How to Build Ethics into Robust Artificial Intelligence
Humans take great pride in being the only creatures who make moral judgments, even though their moral judgments often suffer from serious flaws. Some AI systems do generate decisions based on their consequences, but consequences are not all there is to morality. Moral judgments are also affected by rights (such as privacy), roles (such as in families), past actions (such as promises), motives and intentions, and other morally relevant features. These diverse factors have not yet been built into AI systems. Our goal is to do just that. Our team plans to combine methods from computer science, philosophy, and psychology in order to construct an AI system that is capable of making plausible moral judgments and decisions in realistic scenarios. We hope that this work will provide a basis that leads to future highly-advanced AI systems acting ethically and thereby being more robust and beneficial. Humans, by comparing their own moral judgments to the output of the resulting system, will be able to understand their own moral judgments and avoid common mistakes (such as partiality and overlooking relevant factors). In these ways and more, moral AI might also make humans more moral.
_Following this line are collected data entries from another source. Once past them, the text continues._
PR #4002, opened 2026-07-04
fix(kotlin-sdk): address Android JNI review issues

QuantumExplorer:
## Summary
- split Android cargo feature flags into distinct argv entries so cargo-ndk passes shielded builds correctly
- wrap daemon-attached JNI callbacks in local frames, including per-entry frames for large persistence/event batches
- expand Kotlin SDK workflow path filters to include Rust workspace files and dependent crates

## Verification
- bash -n packages/kotlin-sdk/build_android.sh
- confirmed feature argv expands as separate --features / shielded arguments
- cargo check -p rs-unified-sdk-jni --no-default-features
- cargo check -p rs-unified-sdk-jni --features shielded --no-default-features
- git diff --check

Gradle/Kotlin verification was not run locally because this machine has no Java runtime on PATH.

### DIFF
--- a/.github/workflows/kotlin-sdk-build.yml
+++ b/.github/workflows/kotlin-sdk-build.yml
@@ -6,9 +6,16 @@ on:
   pull_request:
     paths:
       - 'packages/kotlin-sdk/**'
+      - 'Cargo.toml'
+      - 'Cargo.lock'
+      - 'packages/rs-*/**'
       - 'packages/rs-unified-sdk-jni/**'
       - 'packages/rs-sdk-ffi/**'
       - 'packages/rs-platform-wallet-ffi/**'
+      - 'packages/dapi-grpc/**'
+      - 'packages/data-contracts/**'
+      - 'packages/*-contract/**'
+      - 'packages/simple-signer/**'
       - '.github/workflows/kotlin-sdk-build.yml'
 
 concurrency:
--- a/packages/rs-unified-sdk-jni/src/persistence.rs
+++ b/packages/rs-unified-sdk-jni/src/persistence.rs
@@ -238,7 +238,7 @@ where
         let ctx = &*(context as *const KotlinPersistenceCtx);
         let bridge = ctx.bridge.as_obj();
         let env: &mut JNIEnv = &mut env;
-        match f(env, bridge) {
+        match env.with_local_frame(64, |env| f(env, bridge)) {
             Ok(code) => code,
             Err(_) => {
                 let _ = env.exception_clear();
@@ -264,7 +264,7 @@ where
         let ctx = &*(context as *const KotlinPersistenceCtx);
         let bridge = ctx.bridge.as_obj();
         let env: &mut JNIEnv = &mut env;
-        match f(env, bridge) {
+        match env.with_local_frame(64, |env| f(env, bridge)) {
             Ok(v) => Some(v),
             Err(_) => {
                 let _ = env.exception_clear();
@@ -381,10 +381,10 @@ unsafe extern "C" fn tramp_persist_address_balances(
         let wid = id32(env, wallet_id)?;
         let slice = slice_or_empty(entries, count);
         for e in slice {
-            let PlatformAddressFFI { address_type, hash } = e.address;
-            let hash_arr = env.byte_array_from_slice(&hash)?;
-            let code = env
-                .call_method(
+            let code = env.with_local_frame(16, |env| {
+                let PlatformAddressFFI { address_type, hash } = e.address;
+                let hash_arr = env.byte_array_from_slice(&hash)?;
+                env.call_method(
                     bridge,
                     "onPersistAddressBalance",
                     "([BB[BJIII)I",
@@ -398,7 +398,8 @@ unsafe extern "C" fn tramp_persist_address_balances(
                         JValue::Int(e.address_index as i32),
                     ],
                 )?
-                .i()?;
+                .i()
+            })?;
             if code != 0 {
                 return Ok(code);
             }
@@ -471,7 +472,9 @@ unsafe extern "C" fn tramp_persist_account_registrations(
     with_bridge(context, |env, bridge| {
         let wid = id32(env, wallet_id)?;
         for s in slice_or_empty(specs, count) {
-            let code = call_persist_account_registration(env, bridge, &wid, s)?;
+            let code = env.with_local_frame(16, |env| {
+                call_persist_account_registration(env, bridge, &wid, s)
+            })?;
             if code != 0 {
                 return Ok(code);
             }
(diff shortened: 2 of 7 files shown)


thepastaclaw:
✅ Review complete (commit c3734134)

packages/rs-unified-sdk-jni/src/signer.rs
```diff
@@ -103,9 +108,11 @@ unsafe extern "C" fn sign_async_trampoline(
         );
         if dispatched.is_err() {
             let _ = env.exception_clear();
+            let _ = env.pop_local_frame(&JObject::null());
             // Reclaim the token we just leaked and fail the request.
             return Err(Box::from_raw(token as *mut PendingSign));
         }
+        let _ = env.pop_local_frame(&JObject::null());
         Ok(())
```
thepastaclaw, line 116: **🟡 Suggestion: Use `with_local_frame` in `sign_async_trampoline` for unwind-safe frame cleanup**

Every other trampoline in this PR (and `can_sign_trampoline` right below in the same file at line 145) uses `env.with_local_frame(cap, |env| { ... })`, which guarantees the frame is popped on every exit path — including a Rust unwind, since `with_local_frame` pops before resuming. `sign_async_trampoline` alone hand-brackets `push_local_frame(16)` with three separate `pop_local_frame` calls (lines 93, 111, 115). The outer `catch_unwind` at line 69 will swallow any panic between the push and the final pop, and the pushed JNI local frame stays on the daemon-attached Tokio worker for the lifetime of the thread. Because that thread is reused for every state-transition signature, repeated failures accumulate leaked frames on a live worker.

The reason this isn't already using `with_local_frame` is that `Box::into_raw(pending)` must survive across the JNI dispatch so it can be reclaimed on failure. That's expressible in the closure form by returning `Result<(), Box<PendingSign>>` from the closure — the raw pointer itself is unaffected by the frame pop. See Codex's suggested rewrite below.

```suggestion
        let token = Box::into_raw(pending) as jlong;
        let dispatched = env.with_local_frame(16, |env| -> Result<(), jni::errors::Error> {
            let jpubkey = env.byte_array_from_slice(pubkey)?;
            let jdata = env.byte_array_from_slice(payload)?;
            env.call_method(
                ctx.bridge.as_obj(),
                "signAsync",
                "([BI[BJ)V",
                &[
                    (&jpubkey).into(),
                    (key_type as jint).into(),
                    (&jdata).into(),
                    token.into(),
                ],
            )?;
            Ok(())
        });
        if dispatched.is_err() {
            let _ = env.exception_clear();
            // Reclaim the token we just leaked and fail the request.
            return Err(Box::from_raw(token as *mut PendingSign));
        }
```

packages/rs-unified-sdk-jni/src/persistence.rs
```diff
@@ -552,7 +555,8 @@ unsafe extern "C" fn tramp_persist_account_address_pools(
                             (&path).into(),
                         ],
                     )?
-                    .i()?;
+                    .i()
+                })?;
```
thepastaclaw, line 559: **💬 Nitpick: `user`/`friend` pool identity arrays reallocated per address**

Before the inner per-address `with_local_frame(32, ...)` was added, `spec.user_identity_id` and `spec.friend_identity_id` were pool-scoped and could be built once per pool and reused across every address in the pool. With the inner frame at line 528, both 32-byte arrays are rebuilt for every address entry — an extra pair of `byte_array_from_slice` upcalls and JVM allocations per address. The correctness win (bounded local-ref usage) is worth it, but if pools with many addresses are common the shared identity arrays could be hoisted to a pool-level frame while the per-address frame handles only the entry-specific refs. Not blocking; the current shape is simpler.

<sub>source: ['claude']</sub>

.github/workflows/kotlin-sdk-build.yml
```diff
@@ -6,9 +6,16 @@ on:
   pull_request:
     paths:
       - 'packages/kotlin-sdk/**'
+      - 'Cargo.toml'
+      - 'Cargo.lock'
+      - 'packages/rs-*/**'
       - 'packages/rs-unified-sdk-jni/**'
       - 'packages/rs-sdk-ffi/**'
       - 'packages/rs-platform-wallet-ffi/**'
```
thepastaclaw, line 14: **💬 Nitpick: `packages/rs-*/**` already subsumes the three specific `rs-*` paths**

The umbrella glob at line 11 (`packages/rs-*/**`) already matches `packages/rs-unified-sdk-jni/**`, `packages/rs-sdk-ffi/**`, and `packages/rs-platform-wallet-ffi/**`. GitHub Actions unions the patterns so this is harmless, but the redundancy suggests the three specific entries are load-bearing when they aren't. Drop lines 12–14.

```suggestion
      - 'packages/rs-*/**'
```

<sub>source: ['claude']</sub>

thepastaclaw (commented):
## Code Review

PR is a well-scoped defensive fix that wraps JNI callbacks in `with_local_frame` to prevent local-ref table overflow on Android's daemon-attached signer/persistence threads, plus a real bash argv-splitting fix in `build_android.sh` and expanded CI trigger paths. Three reviewers converged on the same issue: `sign_async_trampoline` uses manual `push_local_frame`/`pop_local_frame` instead of the RAII closure form used everywhere else in the PR — currently correct but not unwind-safe under the outer `catch_unwind`. Two minor nits on redundant per-address allocations and workflow trigger paths.

Source: reviewers `opus` for general, `gpt-5.5` for general, `opus` for rust-quality, `gpt-5.5` for rust-quality, `opus` for ffi-engineer, `gpt-5.5` for ffi-engineer; verifier `opus`.

<details>

```

In `packages/rs-unified-sdk-jni/src/signer.rs`:
- [SUGGESTION] packages/rs-unified-sdk-jni/src/signer.rs:84-116: Use `with_local_frame` in `sign_async_trampoline` for unwind-safe frame cleanup
  Every other trampoline in this PR (and `can_sign_trampoline` right below in the same file at line 145) uses `env.with_local_frame(cap, |env| { ... })`, which guarantees the frame is popped on every exit path — including a Rust unwind, since `with_local_frame` pops before resuming. `sign_async_trampoline` alone hand-brackets `push_local_frame(16)` with three separate `pop_local_frame` calls (lines 93, 111, 115). The outer `catch_unwind` at line 69 will swallow any panic between the push and the final pop, and the pushed JNI local frame stays on the daemon-attached Tokio worker for the lifetime of the thread. Because that thread is reused for every state-transition signature, repeated failures accumulate leaked frames on a live worker.

  The reason this isn't already using `with_local_frame` is that `Box::into_raw(pending)` must survive across the JNI dispatch so it can be reclaimed on failure. That's expressible in the closure form by returning `Result<(), Box<PendingSign>>` from the closure — the raw pointer itself is unaffected by the frame pop. See Codex's suggested rewrite below.
```
</details>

Most contemporary AI systems base their decisions solely on consequences, whereas humans also consider other morally relevant factors, including rights (such as privacy), roles (such as in families), past actions (such as promises), motives and intentions, and so on. Our goal is to build these additional morally relevant features into an AI system. We will identify morally relevant features by reviewing theories in moral philosophy, conducting surveys in moral psychology, and using machine learning to locate factors that affect human moral judgments. We will use and extend game theory and social choice theory to determine how to make these features more precise, how to weigh conflicting features against each other, and how to build these features into an AI system. We hope that eventually this work will lead to highly advanced AI systems that are capable of making moral judgments and acting on them. Humans will then be able to compare these outputs to their own moral judgments in order to learn which of these judgments are distorted by biases, partiality, or lack of attention to relevant factors. In such ways, moral AI can also contribute to our own understanding of morality and our moral lives.